Issue #4943, opened 2020-02-21
PPA please or Debian + Ubuntu repo


socialcyberdog:
I can not find an Ubuntu ppa or debian repo - it would be very welcomed to not have to manually update / download things. I am used to "apt update && apt upgrade" for too long, manual _nteraction_ for software updates feels so backwards - using Linux for a reason!

ramantehlan:
Thank for opening this issue @socialcyberdog! 

**nteract** recently published its first [**Snap**](https://snapcraft.io/nteract) to [Snapcraft](https://snapcraft.io), which should work with all the major Linux distros including Debian based distros. If you are new to Snaps, you can learn more about it from [here](https://snapcraft.io/docs/getting-started), and download it for your distro from [here](https://snapcraft.io/docs/installing-snapd). 

For Debian based distro:
```
sudo apt update
sudo apt install snapd
```

Once you have installed it, you can install `nteract` by:
```
sudo snap install nteract --edge
```

> Our **next release is on 30th March 2020** and since **Snaps are updated automatically**, you don't need to worry about updating it once downloaded.

willingc:
Thanks for the question @socialcyberdog and response on using snap @ramantehlan.

Issue #4913, opened 2020-02-07
arm64 debian package and/or appimage.


AdrianKoshka:
**Is your feature request related to a problem? Please describe.**
I'm a user of an arm64 chromebook, and I use crostini to run linux applications. Sadly, nteract doesn't have a debian package or appimage for arm64 systems.

**Describe the solution you'd like**
An arm64 debian package and/or appimage, for use on arm64 systems.

**Describe alternatives you've considered**
Not using nteract.

**Additional context**
N/A

captainsafia:
Thanks for opening this issue, @AdrianKoshka!

Supposedly, electron-builder can be [configured to support arm64](https://www.electron.build/cli) but we don't have this configuration enabled at the moment.

Would you be interested in submitting a contribution to add this support? It will require [editing the build configuration](https://github.com/nteract/nteract/blob/master/applications/desktop/package.json#L47) for the desktop app and validating that the nteract desktop app works on your OS.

- **Requirement**: Could you type out every entry again exactly as it stands?

- **Task answer**:
Issue #4943, opened 2020-02-21
PPA please or Debian + Ubuntu repo


socialcyberdog:
I can not find an Ubuntu ppa or debian repo - it would be very welcomed to not have to manually update / download things. I am used to "apt update && apt upgrade" for too long, manual _nteraction_ for software updates feels so backwards - using Linux for a reason!

ramantehlan:
Thank for opening this issue @socialcyberdog! 

**nteract** recently published its first [**Snap**](https://snapcraft.io/nteract) to [Snapcraft](https://snapcraft.io), which should work with all the major Linux distros including Debian based distros. If you are new to Snaps, you can learn more about it from [here](https://snapcraft.io/docs/getting-started), and download it for your distro from [here](https://snapcraft.io/docs/installing-snapd). 

For Debian based distro:
```
sudo apt update
sudo apt install snapd
```

Once you have installed it, you can install `nteract` by:
```
sudo snap install nteract --edge
```

> Our **next release is on 30th March 2020** and since **Snaps are updated automatically**, you don't need to worry about updating it once downloaded.

willingc:
Thanks for the question @socialcyberdog and response on using snap @ramantehlan.

Issue #4913, opened 2020-02-07
arm64 debian package and/or appimage.


AdrianKoshka:
**Is your feature request related to a problem? Please describe.**
I'm a user of an arm64 chromebook, and I use crostini to run linux applications. Sadly, nteract doesn't have a debian package or appimage for arm64 systems.

**Describe the solution you'd like**
An arm64 debian package and/or appimage, for use on arm64 systems.

**Describe alternatives you've considered**
Not using nteract.

**Additional context**
N/A

captainsafia:
Thanks for opening this issue, @AdrianKoshka!

Supposedly, electron-builder can be [configured to support arm64](https://www.electron.build/cli) but we don't have this configuration enabled at the moment.

Would you be interested in submitting a contribution to add this support? It will require [editing the build configuration](https://github.com/nteract/nteract/blob/master/applications/desktop/package.json#L47) for the desktop app and validating that the nteract desktop app works on your OS.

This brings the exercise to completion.